This is going to be a two parter folks. I know, I know. The suspense is killing me too. Well, not to give the game away, but it’s because I didn’t want to overload a post with lots of words and lots of pictures. I’m kind like that. Plus, you may, or may not have noticed I’ve been a bit quiet of late. I could pretend a sparkling social life, or days filled with productivity. Truth is, stuff has been hectic. Hectic stuff, and fluff and nonsense. So I thought I’d come crashing back in with Undiagnosed Day only a few days away (13th April) with less chat, something easier on the eyes.

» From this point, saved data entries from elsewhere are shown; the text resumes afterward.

PR #654, opened 2024-03-27
Add libvirt loader and QEMU child plugin

Miauwkeru:


dissect/target/loaders/libvirt.py
```diff
@@ -0,0 +1,29 @@
...
+        path = path.resolve()
+
+        super().__init__(path)
+
+    @staticmethod
+    def detect(path: Path) -> bool:
+        if path.suffix.lower() != ".xml":
+            return False
+
+        return "<domain>" in path.read_text().lower()
```
Schamper, line 23: Is this the first element? Maybe better to limit how many bytes you read to a sensible limit. You may accidentally read a .xml of several GB large.

dissect/target/loaders/libvirt.py
```diff
@@ -0,0 +1,29 @@
...
+
+    def map(self, target: Target) -> None:
+        xml_data = ElementTree.XML(self.path.read_text())
+        for disk in xml_data.findall("devices/disk/source"):
+            if file := disk.get("file"):
+                target.disk.add(container.open(file))
```
Schamper, line 29: Are these absolute paths? You should join on `self.path` regardless to ensure that you're reading the file from the same target (local `Path` or a bound `TargetPath`).

Schamper (changes requested):

dissect/target/loaders/libvirt.py
```diff
@@ -0,0 +1,31 @@
...
+
+        super().__init__(path)
+
+    @staticmethod
+    def detect(path: Path) -> bool:
+        if path.suffix.lower() != ".xml":
+            return False
+
+        with path.open("rb") as fh:
+            return b"<domain>" in fh.read(512)
```
Schamper, line 24: This doesn't seem to match the `qemu.xml` that you included in the test file. Also `<domain>` seems a little too generic, can you make this check more strict?

dissect/target/loaders/libvirt.py
```diff
@@ -0,0 +1,31 @@
...
+
+    def map(self, target: Target) -> None:
+        xml_data = ElementTree.XML(self.path.read_text())
+        for disk in xml_data.findall("devices/disk/source"):
+            if file := disk.get("file"):
+                target_file = self.path.joinpath(file)
```
Schamper, line 30: Another question - in a common libvirt setup, is there a relation between where the `.xml` file is and where the virtual disk files are? E.g. are they in the same directory?

I'm asking because sometimes we get a bunch of files in a single directory as "evidence". In that case, we may want to check if a file with the disk name exists in the same directory as the .xml file. The original absolute path is usually only checked as a last resort. This is also done in all similar loaders (`.vmx` etc)

tests/loaders/test_libvirt.py
```diff
@@ -0,0 +1,34 @@
...
+    assert LibvirtLoader.detect(xml_file)
+
+    xml_file = tmp_path.joinpath("base.xml")
+    xml_file.write_text("not a libvirt file")
+
+    assert LibvirtLoader.detect(xml_file) is False
+
+
+@patch(f"{LibvirtLoader.__module__}.container.open")
+def test_libvirt_map(mocked_container_open: Mock, target_bare: Target, fs_linux: VirtualFilesystem):
```
Schamper, line 27:
```suggestion
def test_libvirt_map(mocked_container_open: Mock, target_bare: Target, fs_linux: VirtualFilesystem) -> None:
```

tests/loaders/test_libvirt.py
```diff
@@ -0,0 +1,34 @@
+from pathlib import Path
+from unittest.mock import Mock, patch
+
+from dissect.target import Target
+from dissect.target.filesystem import VirtualFilesystem
+from dissect.target.loaders.libvirt import LibvirtLoader
+from tests.conftest import absolute_path
+
+
+def test_libvirt_detection(target_bare: Target, tmp_path: Path) -> None:
```
Schamper, line 10: Why not also test against the actual `qemu.xml` you included as test file?

tests/plugins/child/test_qemu.py
```diff
@@ -0,0 +1,31 @@
...
+
+def test_compatible(target_linux: Target, fs_linux: VirtualFilesystem) -> None:
+    with pytest.raises(UnsupportedPluginError):
+        QemuChildTargetPlugin(target_linux).check_compatible()
+
+    fs_linux.map_file_fh("/etc/libvirt/qemu", None)
+    QemuChildTargetPlugin(target_linux).check_compatible()
+
+
+def test_list_children(target_linux: Target, fs_linux: VirtualFilesystem):
```
Schamper, line 18:
```suggestion
def test_list_children(target_linux: Target, fs_linux: VirtualFilesystem) -> None:
```

Schamper (changes requested):

dissect/target/loaders/libvirt.py
```diff
@@ -0,0 +1,46 @@
...
+            part_xml_data = fh.read(512).split(b"\n")
+            # From what I've seen, these are are always at the start of the file
+            # If its generated using virt-install
+            needles = [b"<domain", b"<name>", b"<uuid>"]
+
+            output = []
+            for needle in needles:
+                output.append(any(needle in line for line in part_xml_data))
+
+            return all(output)
```
Schamper, line 33:
```suggestion
            lines = fh.read(512).split(b"\n")
            # From what I've seen, these are are always at the start of the file
            # If its generated using virt-install
            needles = [b"<domain", b"<name>", b"<uuid>"]
            return all(any(needle in line for line in lines) for needle in needles)
```

dissect/target/loaders/libvirt.py
```diff
@@ -0,0 +1,46 @@
...
+
+    def map(self, target: Target) -> None:
+        xml_data = ElementTree.XML(self.path.read_text())
```
Schamper, line 36:
```suggestion
        xml_data = ElementTree.fromstring(self.path.read_text())
```
I think this is the more common way to use `ElementTree`?

dissect/target/loaders/libvirt.py
```diff
@@ -0,0 +1,46 @@
...
+        for disk in xml_data.findall("devices/disk/source"):
+            if not (file := disk.get("file")):
+                continue
+
+            path = Path(file)
+
+            for part in [path.name, file]:
+                if (target_file := self.base_dir.joinpath(part)).exists():
+                    target.disks.add(container.open(target_file))
```
Schamper, line 45:
```suggestion
                if (path := self.base_dir.joinpath(part)).exists():
                    target.disks.add(container.open(path))
```

dissect/target/loaders/libvirt.py
```diff
@@ -0,0 +1,46 @@
...
+
+    def map(self, target: Target) -> None:
+        xml_data = ElementTree.XML(self.path.read_text())
+        for disk in xml_data.findall("devices/disk/source"):
+            if not (file := disk.get("file")):
+                continue
+
+            path = Path(file)
+
+            for part in [path.name, file]:
```
Schamper, line 43:
```suggestion
            for part in [fsutil.basename(path), file]:
```
I think it's nicer to use this here instead of a runtime OS biased `Path`.

dissect/target/plugins/child/qemu.py
```diff
@@ -0,0 +1,21 @@
...
+
+from typing import Iterator
+
+from dissect.target.exceptions import UnsupportedPluginError
+from dissect.target.helpers.record import ChildTargetRecord
+from dissect.target.plugin import ChildTargetPlugin
+
+
+class QemuChildTargetPlugin(ChildTargetPlugin):
+    """Child target that yields all domains from a kvm libvirt deamon"""
```
Schamper, line 11:
```suggestion
    """Child target plugin that yields all domains from a kvm libvirt deamon."""
```

dissect/target/plugins/child/qemu.py
```diff
@@ -0,0 +1,21 @@
...
+
+    __type__ = "qemu"
+
+    def check_compatible(self) -> None:
+        if not self.target.fs.path("/etc/libvirt/qemu").exists():
+            raise UnsupportedPluginError("Libvirt was not installed on this system.")
```
Schamper, line 17:
```suggestion
            raise UnsupportedPluginError("No libvirt installation found")
```

Schamper (approved):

And who doesn’t love a good trilogy? Not the makers of Miss Congeniality. And Star Wars went all greedy. Inspired by some fellow bloggers, and a sensory room infinity mirror, I thought of all the sides to my child. I often receive letters addressed ‘to the parent/carer of Rufus D’. And they list his complexities. And I have to make phonecalls, and write emails, detailing his failings in order to garner the right support. And often I have to cope with the harder side of his complexities. And here, here I get to crow like the proud mother I am about my child. So that’s it. Like the title says, sometimes I sit back with a brew and make sure I can see the wood, and the birds happily chirruping in it. And avoid the coppices.
I *love* this. Its very easy to forget the fun stuff. Thank you xx
I LOVE this. A good reframe is so important. Thanks for sharing this.
This is so touching. My son has his challenges as well. I’ve never allowed myself to sit and write them out because I choose to focus on the “In glorious technicolor” version of him, but I really needed to see something like this. My heart was breaking for you by the time I got to figure 2, maybe projecting a bit of my pain, but it is all about perspective. Thank you , thank you for sharing this.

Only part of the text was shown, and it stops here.